That is an improvement but still more to do to improve what you have done
My suggestions are
No1 rock not the correct rock for a main starting it lacks interest.  Swap it over with No 2 rock.
Lay it flat so the thinnest/longest is pointing towards No4 rock.
No 3 there are several small rocks there I would consider removing them and maybe creating a small pathway (curved and tapered off)  as another point of interest, it will also give a perspective point
No 4 rock remove at the moment.

Over all I hope this all works out.





Keith


----------



## SRP3006 (28 Apr 2019)

Hi guys. 

Little update, layout completed. Soil soaked and planted. Dry start started. Eloecharis acicularis and saigittaria subulata carpeting the front. Moss has been attached via yogurt blender method as on a few posts on here.


----------



## rebel (28 Apr 2019)

Looking good.

One thing you will realise is that moving the scape by 10cm forward can open up space. It's hard to explain. Keep at it and good luck with this layout.


----------



## SRP3006 (28 Apr 2019)

rebel said:


> Looking good.
> 
> One thing you will realise is that moving the scape by 10cm forward can open up space. It's hard to explain. Keep at it and good luck with this layout.


Thank you Rebel. I know exactly what u mean, it's hard to show as the wood looks like it's leaning against the back doesn't it. It's 10 to 15cm from the back of the tank so was hoping to plant some stem plants at the back. 
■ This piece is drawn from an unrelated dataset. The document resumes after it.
PR #1536, opened 2026-03-24
fix(lxl-web, supersearch): Fix issue with qualifier pills not appearing due to nbsp chars

johanbissemattsson:
### Solves

A (not-so-elegant) fix to the issue with qualifier pills not appearing because of strange `nbsp` chars.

If the carpet grows in like I'm hoping I have a bit of wiggle room to move it forward slightly as suggested. That way I will have more space to plant some lovely cryptocorynes.


----------



## SRP3006 (28 Apr 2019)

Can anybody tell me a rough target for humidity inside the tank please?


----------



## Keith GH (29 Apr 2019)

SRP3006






It's gone from these to this which is a pleasure to look at.  As the plants grow it will look completely different to an Aquascape you can sit back and enjoy.
Extremely well done.
Keith


----------



## SRP3006 (29 Apr 2019)

Keith GH said:


> [
> It's gone from these to this which is a pleasure to look at.
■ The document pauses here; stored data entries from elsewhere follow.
PR #1537, opened 2026-03-24
fix(lxlweb): HTML validation warnings/errors

jesperengstrom:
### Solves

Ran some pages through the [W3C markup validation](https://validator.w3.org/) and tried to fix the stuff it reported. I think this needs to be done in iterations...

### Summary of changes
* Remove self-closing of void elements, like `<link>`, `<meta>`, `<input>`, `` (not required, but recommended)
* Fix duplicate id `”search”`
* Remove manual `selected` for `<select>` when it is also bound (resulting in duplicate `selected=""`)
* Remove invalid empty form `action`
* The `form` attribute of the sort-select did not refer to a form element. Add `search-form` to both.
* `<h2>` is not allowed as a child of `<label>`. Added sr-only `<h2>` outside of the toc-mobile toggle to preserve page semantics.
* Remove `aria-expanded` for input element:  "Attribute aria-expanded not allowed on element [input] at this point"
* Prevent `<span>` from getting `target=”_blank”` in `decoratedData`

### DIFF
--- a/lxl-web/maintenance.html
+++ b/lxl-web/maintenance.html
@@ -1,5 +1,5 @@
 <!doctype html>
-<meta charset="utf-8" />
+<meta charset="utf-8">
 <title>Underhållsarbete</title>
 <style>
 	body {
--- a/lxl-web/src/app.html
+++ b/lxl-web/src/app.html
@@ -1,11 +1,11 @@
 <!doctype html>
 <html lang="%lang%" data-theme="%theme%">
 	<head>
-		<meta charset="utf-8" />
-		<link rel="icon" href="%sveltekit.assets%/favicon.svg" type="image/svg+xml" />
-		<link rel="icon" href="%sveltekit.assets%/favicon.png" type="image/png" />
-		<link rel="apple-touch-icon" sizes="180x180" href="%sveltekit.assets%/apple-touch-icon.png" />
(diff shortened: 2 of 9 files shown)


johanbissemattsson (changes requested):
LGTM! (except for below)

> Remove aria-expanded for input element:  "Attribute aria-expanded not allowed on element [input] at this point"

The WAI-ARIA combobox has [only one required attribute ](https://developer.mozilla.org/en-US/docs/Web/Accessibility/ARIA/Reference/Roles/combobox_role#associated_wai-aria_roles_states_and_properties)which happens to be `aria-expanded` – and I think WAI-ARIA currently outweighs the W3C markup spec due to our focus on accessibility.

jesperengstrom:
> The WAI-ARIA combobox has [only one required attribute ](https://developer.mozilla.org/en-US/docs/Web/Accessibility/ARIA/Reference/Roles/combobox_role#associated_wai-aria_roles_states_and_properties)which happens to be aria-expanded – and I think WAI-ARIA currently outweighs the W3C markup spec due to our focus on accessibility.

Alright! Reverted in https://github.com/libris/lxlviewer/pull/1537/commits/e49feaf28befe24e9504ab7cbe472ce227f64155

johanbissemattsson (approved):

Extremely high praise indeed, thank you very much for all your help.


----------



## Keith GH (30 Apr 2019)

SRP3006


It's been a pleasure assisting you.  It's going to look even better as it develops and, ages especially the rocks.    When you start adding the water you might have to sit heavy rock/s on the DW to stop them lifting.

Keith


----------



## SRP3006 (30 Apr 2019)

I have filled the tank to check all connections from filters, pipes etc and to soak substrate before dry start and yes they floated. So the wood has all been tied to extra rock which is hidden under sand. Hopefully it will be enough weight.


----------



## Keith GH (1 May 2019)

SRP3008
I would place a rock on the wood just as an added precaution if it lifted and floated think of the mess you would have to fix. Remember its only a temporary measure.

Keith


----------